A Cyclic Analog to Digital Converter is illustrated in FIG. 5. The corresponding timing diagram for this configuration is shown in FIG. 6. In this embodiment a controller, such as a microcomputer 14, outputs a clock signal to a first sample and hold circuit 15. The output of the sample and hold 15 is coupled to the analog signal input terminal of the SYMAD cell 12. The reference signal V.sub.R, of the SYMAD cell 12, is the sum of V.sub.FS +V.sub.Z divided by two. The divide-by-two function is performed by the divide-by-two network 18. The zero reference V.sub.Z is coupled to ground, therefore V.sub.R =V.sub.FS /2. The "D" output of the SYMAD cell 12 is coupled to an input of the microcomputer 14. Upon the reception of this single bit from the "D" output port of the SYMAD cell 12, the microcomputer 14 emits a second clock pulse which is coupled to a second sample and hold circuit 17. The analog output of the SYMAD cell 12 is coupled to the input port of the second sample and hold circuit 17. The output of the sample and hold circuit 17 is coupled to one of the terminals of switch 19. The analog input signal is coupled to another input terminal of switch 19. The common terminal of switch 19 is coupled to the input of the first sample and hold circuit 15. The microcomputer 14 emits a switch control signal 20 that determines which signal, the output of sample and hold 17 or the analog input signal, is coupled into the input of sample and hold 15. The analog input signal is passed through the switch 19 to the input of the first sample and hold 15 at the beginning of the first conversion. The output of the second sample and hold 17 is passed through the switch 19 to the input of the first sample and hold 15 for successive conversions. This ADC configuration is very simple and, because of the low parts count, can be made extremely accurate. This ADC configuration is readily capable of performing 16 bit conversions or more. A sequencer, or any other device capable of producing the waveforms shown in FIG. 6, can be substituted for the microcomputer.

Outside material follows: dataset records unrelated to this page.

PR #426, opened 2024-04-26
fix: prevent an additional object of the same id from being deleted when picking it up

### LINKED ISSUE #165: Objs of the same type on the same tile are treated as the same obj
Steps:
- Spawn two objs of the same id
- Drop them one at a time
- Pickup one of them
- You gain one and the other disappears.

o-k-a-y:
Fixes #165


Pazaz:
This code is eventually being replaced - maybe sooner rather than later after jkm’s next work gets packaged up and submitted - but I’m going to accept this change so this long-standing issue is fixed in the original implementation. Nice job!

PR #437, opened 2024-04-29
chore: husky OS compatibility

o-k-a-y:


Pazaz:
This fails on Windows, the syntax is invalid and uname isn't a command

o-k-a-y:
This should now work on Windows as well as Windows with WSL installed. There are two separate issues when using Github Desktop and this should also address issues with GitKraken and other GUI tools on Windows.

Pazaz:
```
.husky/pre-commit: line 5: return: can only `return' from a function or sourced script
husky - pre-commit script failed (code 2)
```
Testing on a fresh Windows install with pretty much only VS Code, husky spits out this error.

`exit` should work here, just replace both `replace`s

PR #456, opened 2024-05-02
fix: energy draining during exactmove

ultraviolet-jordan:


src/lostcity/entity/NetworkPlayer.ts
```diff
@@ -1110,7 +1110,7 @@ export class NetworkPlayer extends Player {
             }
         }
 
-        if (this.forceMove && pathfindX !== -1 && pathfindZ !== -1) {
+        if (this.delayed()) {
```
Jameskmonger, line 1113: Your changes  LGTM but as a future note we should probably move this into `Player` rather than `NetworkPlayer`.. I will make an issue

Jameskmonger (approved):

PR #463, opened 2024-05-04
refactor: netout property into a Stack

ultraviolet-jordan:


Pazaz:
We may want to use `Hashable` instead of `Linkable` - the original Packet source extended `Hashable` which extends `Linkable`

During Packet.release() -> .removeHead() affects the .next/.prev from Linkable due to it calling unlink. Linkable can only be part of 1 LinkList if I understand correctly? So if we want a LinkList on the player and a LinkList to pool allocations there's a good chance we won't be reusing memory as often.

Double check me - if I'm right then it needs to extend Hashable and we need a different container - either a 2nd LinkList that uses Hashable or maybe this Stack class? https://github.com/2004scape/Client2/blob/main/src/js/jagex2/datastruct/Stack.ts

Pazaz:
Hashable change was reverted, good. If we want this PR to get in then the container still needs to be changed from LinkList to something i.e. Stack for reasons above.

PR #514, opened 2024-05-19
fix(content): no longer remember attackstyles after logout

ultraviolet-jordan:
https://runescape.wiki/w/Update:Game_Improvements
`We've also rejigged the combat selection so now you'll stick to the same fighting style after you log out. This means that when you log in again, you'll automatically use your preferred style - no more defending yourself by hitting someone over the head with a staff when you have plenty of runes!`

### DIFF
--- a/data/src/scripts/_unpack/all.varp
+++ b/data/src/scripts/_unpack/all.varp
@@ -32,7 +32,6 @@ protect=no
 
 [attackstyle]
 transmit=yes
-scope=perm
 
 [com_stabattack]
 protect=no
@@ -128,7 +127,6 @@ transmit=yes
 
 [attackstyle_magic]
 transmit=yes
-scope=perm
 
 [varp_109]
 


tannerdino:
Revisiting this, this might be talking about autocast instead of attackstyles. Might need to find a video of someone logging in and opening up their combat menu before June 18 2007

vulprs:
I took some time to find uncut videos of login/welcome screen to combat tab. All examples I found showed the first attack style selected upon login.
https://youtu.be/WadjqZ_8OFs?t=134
https://youtu.be/ewSKBrpA8i0
https://youtu.be/Lej_vxEqYYg
https://youtu.be/1bRxgEJH4x0?t=62
https://youtu.be/mzS7CdZQEB0?t=46
https://youtu.be/HAeh4qE3WJ4?t=34

Although none of this is definitive proof, I think that last video is the most telling and it also lines up with my memory of: Log in -> Turn run on -> Switch attack style

PR #590, opened 2024-06-19
feat(content): Jungle Potion quest

lesleyrs:
~~WIP, sharing in advance so don't get duplicate work.~~

Done!


lesleyrs:
This is about as much as I can do, I was not able to find any old quest resources using web archive or google tools so it's most likely not completely accurate as it seems there were several changes in later RS2 (such as no seqs).

Left some TODO's for somebody to look at whoever still needs to do the quest on the official game. Also adding `huntmode=aggressive_melee` to tribesman NPC didn't seem to make it aggressive?

Besides that it's fully playable!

Referring to FIG. 6, the rising edge of clock 2 appears at a time S+C after the rising edge of clock 1, where S=settling time of a sample and hold circuit; and where c=analog settling time of the SYMAD cell.
In FIG. 6, the analog input signal, after being processed by the sample and hold, settles at point A. Tsc is the comparator settling time, Tsw is the switching time, and Tso is the op-amp settling time. The analog output signal settles at point B. Tsc is the comparator settling time, Tsw is the switching time and Tso is the op-amp settling time.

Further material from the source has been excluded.